Exercise :: The response should consist of every record, reproduced exactly.

Data section ::
····················

PR #84, opened 2016-07-29
Qmarks can occur in block device descriptions

Fordi:
This breaks the YAML when it occurs.  Added escaping to descriptions.

### DIFF
--- a/scripts/linux.sh
+++ b/scripts/linux.sh
@@ -26,7 +26,8 @@ for disk in $DISKS; do
   fi
 
   device="/dev/$disk"
-  description=`lsblk -d $device --output MODEL | ignore_first_line`
+  description="$(lsblk -d $device --output MODEL | ignore_first_line | trim)"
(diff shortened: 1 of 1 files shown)


jviotti:
Hi @Fordi ,

Thanks a lot for this patch. I can confirm it works fine (I mocked `lsblk` returning a description with question marks, which fails without your patch).

Do you mind explain how this works? I honestly have no idea about it :)

jviotti:
I've released this in v3.2.5.

Fordi:
Sure.  I was talking quotation marks, but question marks, spaces, and possibly exclamation points would have broken too.

The first change just wraps the run-and-capture in bash quotes, which ensures `description` gets the whole content every time.

The added line makes use of bash's built-in regular expression substitution to precede "s with a backslash to escape it for YAML's sake.

jviotti:
Very nice. Bash's built-in regular expression substitution was the piece I was missing. Thanks a lot!

Issue #88, opened 2016-08-20
Description on El Capitain


eemi2010:
I m getting WDC WD5000LPVX-22V0TT0 for the description instead of a readable name. What I m  I doing wrong.

jviotti:
Hi @eemi2010 ,

We only display what the OS detects to be the description. Can you show us the output of `diskutil info /dev/diskN`, where N corresponds to your drive id, to see if we can find such information from other place?

eemi2010:
Hey there. This is what  I get when  I run diskutil info /dev/disk1. Hope it can help.

Device Identifier:        disk1
   Device Node:              /dev/disk1
   Whole:                    Yes
   Part of Whole:            disk1
   Device / Media Name:      WDC WD5000LPVX-22V0TT0

   Volume Name:              Macintosh HD

   Mounted:                  Yes
   Mount Point:              /

   File System Personality:  Journaled HFS+
   Type (Bundle):            hfs
   Name (User Visible):      Mac OS Extended (Journaled)
   Journal:                  Journal size 40960 KB at offset 0x15be5000
   Owners:                   Enabled

   Content (IOContent):      Apple_HFS
   OS Can Be Installed:      Yes
   Recovery Disk:            disk0s3
   Media Type:               Generic
   Protocol:                 SATA
   SMART Status:             Not Supported
   Volume UUID:              611FF4C1-1528-35A1-B45F-11C80D8A852D
   Disk / Partition UUID:    E9BADD4A-BCED-4B1F-B7BC-AB534B049BB2

   Total Size:               498.9 GB (498876809216 Bytes) (exactly 974368768 512-Byte-Units)
   Volume Free Space:        129.9 GB (129917546496 Bytes) (exactly 253745208 512-Byte-Units)
   Device Block Size:        512 Bytes
   Allocation Block Size:    4096 Bytes

   Read-Only Media:          No
   Read-Only Volume:         No

   Device Location:          Internal
   Removable Media:          No

   Solid State:              No
   Virtual:                  Yes
   OS 9 Drivers:             No
   Low Level Format:         Not supp

jviotti:
Hey there!

What you see is indeed what the OS reports as the drive name:

```
Device / Media Name:      WDC WD5000LPVX-22V0TT0
```

Can you provide an example of the string you were expecting instead?

eemi2010:
Hi, 

[...]

PR #89, opened 2016-08-22
Attempt to display the volume name as description in OS X

jviotti:
The `Volume Name` key contains a much more human friendly description
for the drive. This PR attempts to use is over `Device / Media Name`
unless its not applicable. For example

```
Volume Name:              Not applicable (no file system)
```

Fixes: https://github.com/resin-io-modules/drivelist/issues/88

### DIFF
--- a/scripts/darwin.sh
+++ b/scripts/darwin.sh
@@ -15,6 +15,7 @@ for disk in $DISKS; do
 
   device=`echo "$diskinfo" | get_key "Device Node"`
   description=`echo "$diskinfo" | get_key "Device / Media Name"`
+  volume_name=`echo "$diskinfo" | get_key "Volume Name"`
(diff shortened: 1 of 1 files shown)


dustMason:
It turns out that in my app, the description (Device / Media Name) value is more important than the Volume Name. This changes causes that value to be lost!

My app is a companion to a synthesizer that loads sounds by acting as a USB storage device. The volume name is generic (NO NAME) but the Device / Media Name contains the product name (OP-1). I need this device name in order to properly detect it.

Not sure what the proper fix for this is. Let me know if you have an idea and I will create a PR. In the meantime I'll be using a fork in my project.

Thanks!

jviotti:
Hm, what about joining the volume name and the device name separated by a hyphen if they are both available? Would that work for you?

dustMason:
Sounds good! See #166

····················

Result ::
PR #84, opened 2016-07-29
Qmarks can occur in block device descriptions

Fordi:
This breaks the YAML when it occurs.  Added escaping to descriptions.

### DIFF
--- a/scripts/linux.sh
+++ b/scripts/linux.sh
@@ -26,7 +26,8 @@ for disk in $DISKS; do
   fi
 
   device="/dev/$disk"
-  description=`lsblk -d $device --output MODEL | ignore_first_line`
+  description="$(lsblk -d $device --output MODEL | ignore_first_line | trim)"
(diff shortened: 1 of 1 files shown)


jviotti:
Hi @Fordi ,

Thanks a lot for this patch. I can confirm it works fine (I mocked `lsblk` returning a description with question marks, which fails without your patch).

Do you mind explain how this works? I honestly have no idea about it :)

jviotti:
I've released this in v3.2.5.

Fordi:
Sure.  I was talking quotation marks, but question marks, spaces, and possibly exclamation points would have broken too.

The first change just wraps the run-and-capture in bash quotes, which ensures `description` gets the whole content every time.

The added line makes use of bash's built-in regular expression substitution to precede "s with a backslash to escape it for YAML's sake.

jviotti:
Very nice. Bash's built-in regular expression substitution was the piece I was missing. Thanks a lot!

Issue #88, opened 2016-08-20
Description on El Capitain


eemi2010:
I m getting WDC WD5000LPVX-22V0TT0 for the description instead of a readable name. What I m  I doing wrong.

jviotti:
Hi @eemi2010 ,

We only display what the OS detects to be the description. Can you show us the output of `diskutil info /dev/diskN`, where N corresponds to your drive id, to see if we can find such information from other place?

eemi2010:
Hey there. This is what  I get when  I run diskutil info /dev/disk1. Hope it can help.

Device Identifier:        disk1
   Device Node:              /dev/disk1
   Whole:                    Yes
   Part of Whole:            disk1
   Device / Media Name:      WDC WD5000LPVX-22V0TT0

   Volume Name:              Macintosh HD

   Mounted:                  Yes
   Mount Point:              /

   File System Personality:  Journaled HFS+
   Type (Bundle):            hfs
   Name (User Visible):      Mac OS Extended (Journaled)
   Journal:                  Journal size 40960 KB at offset 0x15be5000
   Owners:                   Enabled

   Content (IOContent):      Apple_HFS
   OS Can Be Installed:      Yes
   Recovery Disk:            disk0s3
   Media Type:               Generic
   Protocol:                 SATA
   SMART Status:             Not Supported
   Volume UUID:              611FF4C1-1528-35A1-B45F-11C80D8A852D
   Disk / Partition UUID:    E9BADD4A-BCED-4B1F-B7BC-AB534B049BB2

   Total Size:               498.9 GB (498876809216 Bytes) (exactly 974368768 512-Byte-Units)
   Volume Free Space:        129.9 GB (129917546496 Bytes) (exactly 253745208 512-Byte-Units)
   Device Block Size:        512 Bytes
   Allocation Block Size:    4096 Bytes

   Read-Only Media:          No
   Read-Only Volume:         No

   Device Location:          Internal
   Removable Media:          No

   Solid State:              No
   Virtual:                  Yes
   OS 9 Drivers:             No
   Low Level Format:         Not supp

jviotti:
Hey there!

What you see is indeed what the OS reports as the drive name:

```
Device / Media Name:      WDC WD5000LPVX-22V0TT0
```

Can you provide an example of the string you were expecting instead?

eemi2010:
Hi, 

[...]

PR #89, opened 2016-08-22
Attempt to display the volume name as description in OS X

jviotti:
The `Volume Name` key contains a much more human friendly description
for the drive. This PR attempts to use is over `Device / Media Name`
unless its not applicable. For example

```
Volume Name:              Not applicable (no file system)
```

Fixes: https://github.com/resin-io-modules/drivelist/issues/88

### DIFF
--- a/scripts/darwin.sh
+++ b/scripts/darwin.sh
@@ -15,6 +15,7 @@ for disk in $DISKS; do
 
   device=`echo "$diskinfo" | get_key "Device Node"`
   description=`echo "$diskinfo" | get_key "Device / Media Name"`
+  volume_name=`echo "$diskinfo" | get_key "Volume Name"`
(diff shortened: 1 of 1 files shown)


dustMason:
It turns out that in my app, the description (Device / Media Name) value is more important than the Volume Name. This changes causes that value to be lost!

My app is a companion to a synthesizer that loads sounds by acting as a USB storage device. The volume name is generic (NO NAME) but the Device / Media Name contains the product name (OP-1). I need this device name in order to properly detect it.

Not sure what the proper fix for this is. Let me know if you have an idea and I will create a PR. In the meantime I'll be using a fork in my project.

Thanks!

jviotti:
Hm, what about joining the volume name and the device name separated by a hyphen if they are both available? Would that work for you?

dustMason:
Sounds good! See #166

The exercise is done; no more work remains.